Material supplied |
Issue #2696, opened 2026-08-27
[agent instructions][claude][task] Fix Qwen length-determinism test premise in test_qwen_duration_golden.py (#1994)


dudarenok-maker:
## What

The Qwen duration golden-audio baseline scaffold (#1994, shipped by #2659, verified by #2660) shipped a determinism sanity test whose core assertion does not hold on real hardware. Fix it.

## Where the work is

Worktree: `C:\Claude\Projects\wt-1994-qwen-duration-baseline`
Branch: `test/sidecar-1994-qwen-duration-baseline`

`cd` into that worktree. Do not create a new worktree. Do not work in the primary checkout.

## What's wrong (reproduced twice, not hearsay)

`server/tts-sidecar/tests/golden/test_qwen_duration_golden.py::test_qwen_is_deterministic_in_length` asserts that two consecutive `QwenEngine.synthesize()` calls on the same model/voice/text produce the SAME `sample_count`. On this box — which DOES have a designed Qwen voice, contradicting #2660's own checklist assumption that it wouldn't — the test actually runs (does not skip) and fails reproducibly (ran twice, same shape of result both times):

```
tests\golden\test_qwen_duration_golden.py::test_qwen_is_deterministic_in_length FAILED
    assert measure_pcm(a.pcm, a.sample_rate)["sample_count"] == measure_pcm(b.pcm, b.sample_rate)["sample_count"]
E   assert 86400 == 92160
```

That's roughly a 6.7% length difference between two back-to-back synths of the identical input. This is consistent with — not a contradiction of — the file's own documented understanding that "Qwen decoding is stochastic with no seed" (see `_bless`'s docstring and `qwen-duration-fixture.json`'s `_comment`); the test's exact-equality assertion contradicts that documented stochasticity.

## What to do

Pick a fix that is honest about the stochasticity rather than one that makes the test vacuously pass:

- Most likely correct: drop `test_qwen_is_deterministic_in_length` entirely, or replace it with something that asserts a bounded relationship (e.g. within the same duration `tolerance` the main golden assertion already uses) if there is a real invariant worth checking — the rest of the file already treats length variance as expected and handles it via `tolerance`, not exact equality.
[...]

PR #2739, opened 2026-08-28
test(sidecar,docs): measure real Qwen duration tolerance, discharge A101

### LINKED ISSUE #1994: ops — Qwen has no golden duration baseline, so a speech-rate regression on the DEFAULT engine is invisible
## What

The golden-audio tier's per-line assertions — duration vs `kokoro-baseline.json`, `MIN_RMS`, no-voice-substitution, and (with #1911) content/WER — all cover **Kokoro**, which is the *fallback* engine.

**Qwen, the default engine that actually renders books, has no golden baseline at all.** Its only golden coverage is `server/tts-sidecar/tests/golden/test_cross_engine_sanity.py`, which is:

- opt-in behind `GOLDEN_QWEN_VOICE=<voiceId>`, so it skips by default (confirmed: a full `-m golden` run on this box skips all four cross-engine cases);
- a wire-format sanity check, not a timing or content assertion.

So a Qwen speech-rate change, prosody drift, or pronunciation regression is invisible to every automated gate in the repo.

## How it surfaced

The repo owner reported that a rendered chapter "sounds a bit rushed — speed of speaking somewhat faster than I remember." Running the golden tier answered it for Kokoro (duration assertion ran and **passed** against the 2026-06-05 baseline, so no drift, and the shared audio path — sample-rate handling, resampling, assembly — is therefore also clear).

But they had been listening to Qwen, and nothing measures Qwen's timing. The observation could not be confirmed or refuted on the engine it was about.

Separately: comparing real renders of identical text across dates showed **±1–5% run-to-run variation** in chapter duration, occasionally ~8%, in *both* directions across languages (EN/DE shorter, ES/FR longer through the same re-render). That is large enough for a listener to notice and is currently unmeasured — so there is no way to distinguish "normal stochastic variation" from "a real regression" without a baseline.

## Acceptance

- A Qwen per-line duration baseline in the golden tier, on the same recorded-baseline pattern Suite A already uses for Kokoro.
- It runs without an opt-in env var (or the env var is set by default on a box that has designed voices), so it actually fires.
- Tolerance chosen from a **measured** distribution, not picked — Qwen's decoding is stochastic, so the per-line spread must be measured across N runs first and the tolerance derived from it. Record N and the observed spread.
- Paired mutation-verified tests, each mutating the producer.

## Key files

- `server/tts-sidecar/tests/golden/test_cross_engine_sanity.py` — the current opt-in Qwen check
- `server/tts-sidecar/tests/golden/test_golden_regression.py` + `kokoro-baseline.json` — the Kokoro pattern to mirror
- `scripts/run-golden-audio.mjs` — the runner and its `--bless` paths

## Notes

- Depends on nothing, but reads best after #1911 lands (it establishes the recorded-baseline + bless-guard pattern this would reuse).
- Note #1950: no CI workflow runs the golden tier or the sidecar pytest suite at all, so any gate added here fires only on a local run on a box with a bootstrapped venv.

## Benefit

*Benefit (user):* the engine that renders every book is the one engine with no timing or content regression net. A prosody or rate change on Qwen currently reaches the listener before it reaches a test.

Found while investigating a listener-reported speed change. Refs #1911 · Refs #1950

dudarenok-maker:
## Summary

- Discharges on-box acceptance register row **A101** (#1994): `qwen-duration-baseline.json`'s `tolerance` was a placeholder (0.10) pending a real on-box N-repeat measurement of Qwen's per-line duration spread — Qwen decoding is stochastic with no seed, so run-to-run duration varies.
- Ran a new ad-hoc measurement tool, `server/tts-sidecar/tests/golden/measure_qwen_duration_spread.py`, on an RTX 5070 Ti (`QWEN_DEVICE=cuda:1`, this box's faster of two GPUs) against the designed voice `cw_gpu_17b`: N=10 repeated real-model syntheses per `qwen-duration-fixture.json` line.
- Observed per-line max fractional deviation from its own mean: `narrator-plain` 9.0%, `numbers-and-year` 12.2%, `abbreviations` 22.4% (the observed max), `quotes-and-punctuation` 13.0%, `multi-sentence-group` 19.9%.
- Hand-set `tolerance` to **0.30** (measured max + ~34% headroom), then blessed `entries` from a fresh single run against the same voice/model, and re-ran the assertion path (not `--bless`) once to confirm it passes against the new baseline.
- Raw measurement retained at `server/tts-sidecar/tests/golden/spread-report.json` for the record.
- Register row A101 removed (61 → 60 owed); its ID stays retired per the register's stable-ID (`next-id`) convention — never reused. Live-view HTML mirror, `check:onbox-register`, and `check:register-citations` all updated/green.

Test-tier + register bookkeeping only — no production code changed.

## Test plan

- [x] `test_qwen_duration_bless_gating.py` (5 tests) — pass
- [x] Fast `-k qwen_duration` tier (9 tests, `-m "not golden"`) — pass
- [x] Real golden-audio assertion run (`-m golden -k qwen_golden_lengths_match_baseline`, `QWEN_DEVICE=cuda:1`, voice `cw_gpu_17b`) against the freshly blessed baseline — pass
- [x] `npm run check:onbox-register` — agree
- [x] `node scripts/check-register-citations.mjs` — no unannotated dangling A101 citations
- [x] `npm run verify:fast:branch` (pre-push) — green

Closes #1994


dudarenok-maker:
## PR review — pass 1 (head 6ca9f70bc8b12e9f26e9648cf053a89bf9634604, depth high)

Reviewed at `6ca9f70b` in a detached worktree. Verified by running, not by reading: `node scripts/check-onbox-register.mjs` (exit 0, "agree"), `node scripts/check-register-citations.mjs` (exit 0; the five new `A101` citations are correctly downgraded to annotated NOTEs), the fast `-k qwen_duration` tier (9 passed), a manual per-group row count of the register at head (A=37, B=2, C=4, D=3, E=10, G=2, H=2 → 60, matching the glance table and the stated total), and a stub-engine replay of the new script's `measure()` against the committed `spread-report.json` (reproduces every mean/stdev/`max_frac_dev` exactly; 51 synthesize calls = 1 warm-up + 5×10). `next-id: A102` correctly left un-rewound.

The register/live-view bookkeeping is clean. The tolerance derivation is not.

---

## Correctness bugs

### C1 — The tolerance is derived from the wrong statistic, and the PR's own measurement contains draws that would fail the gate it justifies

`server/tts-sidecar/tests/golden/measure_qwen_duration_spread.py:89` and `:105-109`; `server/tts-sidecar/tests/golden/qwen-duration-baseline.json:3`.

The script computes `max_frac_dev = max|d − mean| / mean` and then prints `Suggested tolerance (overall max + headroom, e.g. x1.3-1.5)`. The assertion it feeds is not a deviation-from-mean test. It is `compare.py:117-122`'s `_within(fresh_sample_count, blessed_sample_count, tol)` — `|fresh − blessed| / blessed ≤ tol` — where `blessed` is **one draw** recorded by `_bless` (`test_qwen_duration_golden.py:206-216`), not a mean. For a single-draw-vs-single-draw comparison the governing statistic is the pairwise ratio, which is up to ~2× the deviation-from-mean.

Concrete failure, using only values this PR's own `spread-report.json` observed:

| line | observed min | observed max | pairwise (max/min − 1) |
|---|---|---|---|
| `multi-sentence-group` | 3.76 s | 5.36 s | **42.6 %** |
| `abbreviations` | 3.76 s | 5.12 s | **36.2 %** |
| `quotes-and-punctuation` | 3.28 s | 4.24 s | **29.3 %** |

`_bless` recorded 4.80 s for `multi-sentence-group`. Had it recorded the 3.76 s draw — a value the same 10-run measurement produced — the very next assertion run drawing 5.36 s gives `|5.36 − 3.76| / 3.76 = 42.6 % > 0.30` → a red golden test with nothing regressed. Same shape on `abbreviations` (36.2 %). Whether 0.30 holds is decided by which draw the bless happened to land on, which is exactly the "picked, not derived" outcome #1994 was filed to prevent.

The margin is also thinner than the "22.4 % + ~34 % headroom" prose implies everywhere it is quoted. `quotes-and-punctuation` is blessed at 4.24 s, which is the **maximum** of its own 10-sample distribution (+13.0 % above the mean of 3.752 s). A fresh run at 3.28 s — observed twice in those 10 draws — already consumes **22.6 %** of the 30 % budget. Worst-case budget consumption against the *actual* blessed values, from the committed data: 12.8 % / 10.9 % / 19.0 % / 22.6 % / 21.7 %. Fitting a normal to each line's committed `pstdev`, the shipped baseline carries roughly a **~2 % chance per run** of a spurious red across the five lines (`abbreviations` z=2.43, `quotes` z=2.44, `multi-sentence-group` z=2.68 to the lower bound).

Required work | Start with the first line of the data and print every line exactly. The line containing "## Where the work is" is the last one to include.

Final answer |
Issue #2696, opened 2026-08-27
[agent instructions][claude][task] Fix Qwen length-determinism test premise in test_qwen_duration_golden.py (#1994)


dudarenok-maker:
## What

The Qwen duration golden-audio baseline scaffold (#1994, shipped by #2659, verified by #2660) shipped a determinism sanity test whose core assertion does not hold on real hardware. Fix it.

## Where the work is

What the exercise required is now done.